--- DESCRIPTION OF THE TASK ---
Whenever a line in the data contains "happy", show that line.

--- INPUT DATA ---
PR #1636, opened 2026-07-09
fix: use functools.wraps in activity_tool to preserve __annotations__ and __module__

### LINKED ISSUE #1635: activity_tool() wrapper breaks ADK tool declarations — missing __annotations__ and __module__
## Summary

`activity_tool()` in `temporalio/contrib/google_adk_agents/workflow.py` wraps an activity function for use as an ADK tool. The wrapper copies `__name__`, `__doc__`, and `__signature__` from the original, but **does not copy `__annotations__` or `__module__`**. This causes ADK's function declaration builder to crash with a `KeyError` when introspecting tool parameters.

## Reproduction

```python
from temporalio.contrib.google_adk_agents.workflow import activity_tool
from google.adk.agents import LlmAgent

@activity.defn
async def add_to_cart(item_name: str, quantity: int = 1) -> dict:
    """Add an item to the cart."""
    return {"item": item_name, "qty": quantity}

tool = activity_tool(add_to_cart, start_to_close_timeout=15)

# This crashes:
agent = LlmAgent(
    model="gemini-2.0-flash",
    name="test",
    tools=[tool],
)
```

**Error:**
```
File ".../google/adk/tools/_function_parameter_parse_util.py", line 57, in _handle_params_as_deferred_annotations
    param = param.replace(annotation=annotation_under_future[name])
KeyError: 'item_name'
```

## Root Cause

The wrapper function is `async def wrapper(*args: Any, **kw: Any)`, so:

| Attribute | Original | Wrapper |
|-----------|----------|---------|
| `__annotations__` | `{'item_name': str, 'quantity': int, 'return': dict}` | `{'args': Any, 'kw': Any}` ❌ |
| `__module__` | `my_tools` | `temporalio.contrib.google_adk_agents.workflow` ❌ |

ADK's `_handle_params_as_deferred_annotations` reads the wrapper's `__annotations__` to resolve parameter types, but the wrapper's annotations only contain `args` and `kw`.

## Proposed Fix

Replace manual metadata copying with `functools.wraps`:

```diff
+import functools

 def activity_tool(activity_def: Callable, **kwargs: Any) -> Callable:

+    @functools.wraps(activity_def)
     async def wrapper(*args: Any, **kw: Any):
         # ... unchanged ...

-    # Copy metadata
-    wrapper.__name__ = activity_def.__name__
-    wrapper.__doc__ = activity_def.__doc__
-    setattr(wrapper, "__signature__", inspect.signature(activity_def))
+    # functools.wraps copies name/doc/module/annotations/qualname/dict.
+    # Signature must be set explicitly since the wrapper uses *args/**kw.
+    wrapper.__signature__ = inspect.signature(activity_def)

     return wrapper
```

`functools.wraps` is the standard Python pattern for decorator metadata propagation and is future-proof against new introspectable attributes.

## Environment

- `temporalio` 1.27.0 (from PyPI, `temporalio[google-adk]`)
- `google-adk` 1.5.0
- Python 3.13

PR incoming.

brucearctor:
## Summary

Replace manual metadata copying in `activity_tool()` with `@functools.wraps(activity_def)` to fix missing `__annotations__` and `__module__` on the wrapper function.

## Problem

The `activity_tool()` wrapper copies `__name__`, `__doc__`, and `__signature__` but **misses `__annotations__` and `__module__`**. ADK's `build_function_declaration()` → `_handle_params_as_deferred_annotations()` reads the wrapper's `__annotations__` to resolve parameter types, but finds `{'args': Any, 'kw': Any}` instead of the original function's typed parameters, causing a `KeyError`.

## Fix

```diff
+import functools

 def activity_tool(activity_def, **kwargs):
+    @functools.wraps(activity_def)
     async def wrapper(*args, **kw):
         ...

-    wrapper.__name__ = activity_def.__name__
-    wrapper.__doc__ = activity_def.__doc__
-    setattr(wrapper, "__signature__", inspect.signature(activity_def))
+    wrapper.__signature__ = inspect.signature(activity_def)
     return wrapper
```

`functools.wraps` copies `__name__`, `__qualname__`, `__module__`, `__annotations__`, `__doc__`, `__dict__`, and sets `__wrapped__`. The explicit `__signature__` override remains because the wrapper uses `*args/**kw`.

## Testing

Verified locally: wrapping a typed activity with `activity_tool()` and using it as a `LlmAgent` tool now produces correct function declarations without `KeyError`.

Fixes #1635

### DIFF
--- a/temporalio/contrib/google_adk_agents/workflow.py
+++ b/temporalio/contrib/google_adk_agents/workflow.py
@@ -1,5 +1,6 @@
 """Workflow utilities for Google ADK agents integration with Temporal."""
 
+import functools
 import inspect
 from typing import Any, Callable
 
@@ -18,6 +19,7 @@ def activity_tool(activity_def: Callable, **kwargs: Any) -> Callable:
     while marking it as a tool that executes via 'workflow.execute_activity'.
     """
 
+    @functools.wraps(activity_def)
     async def wrapper(*args: Any, **kw: Any):
         # Inspect signature to bind arguments
         sig = inspect.signature(activity_def)
@@ -48,9 +50,8 @@ def activity_tool(activity_def: Callable, **kwargs: Any) -> Callable:
             activity_def, args=activity_args, **options
         )
 
-    # Copy metadata
-    wrapper.__name__ = activity_def.__name__
-    wrapper.__doc__ = activity_def.__doc__
+    # functools.wraps copies name/doc/module/annotations/qualname/dict.
+    # Signature must be set explicitly since the wrapper uses *args/**kw.
     setattr(wrapper, "__signature__", inspect.signature(activity_def))
 
     return wrapper
--- a/tests/contrib/google_adk_agents/test_google_adk_agents.py
+++ b/tests/contrib/google_adk_agents/test_google_adk_agents.py
@@ -14,6 +14,7 @@
 
 """Integration tests for ADK Temporal support."""
 
+import inspect
 import json
 import logging
 import os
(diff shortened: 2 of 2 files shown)


brianstrauch:
Thanks for the PR, happy to merge it in! Can you fix the lint and add a test?

brucearctor:
> Thanks for the PR, happy to merge it in! Can you fix the lint and add a test?

On it.

ALso -- it'd be great if we can get some sort of default linter in some sort of precommit hook [ i tend to like lefthook ] at least to be able to easily opt into.  Otherwise, I imagine this will continue to happen [ I forget things, but not if the machines make sure I do ].  

I tend to make those things rather automatic for people.  But, at least if there is an easy and persistent opt-in/enablement, that'd also be sufficient.

brucearctor:
Thanks @brianstrauch! Done — force-pushed with both fixes:

1. **Lint**: Fixed `pyright` error on `wrapper.__signature__` — switched back to `setattr()` (matching the original pattern) since pyright cant resolve attributes on `functools.wraps` return types.

2. **Test**: Added `test_activity_tool_preserves_metadata` that verifies all the critical metadata attributes:
   - `__name__`, `__doc__` (previously covered by manual copy)
   - `__annotations__` (was missing — the bug)
   - `__module__` (was missing — the bug)  
   - `__signature__` (parameters, types, defaults)

brianstrauch:
Looks like changes to `temporalio/bridge/sdk-core` got added to this PR. Once you reset that we should be ok.

brucearctor:
Fixed — force-pushed with the `temporalio/bridge/sdk-core` submodule reset. The PR now only touches the two intended files:

- `temporalio/contrib/google_adk_agents/workflow.py`
- `tests/contrib/google_adk_agents/test_google_adk_agents.py`

brianstrauch (approved):
Thank you!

--- RESPONSE TO THIS TASK ---
Thanks for the PR, happy to merge it in! Can you fix the lint and add a test?
> Thanks for the PR, happy to merge it in! Can you fix the lint and add a test?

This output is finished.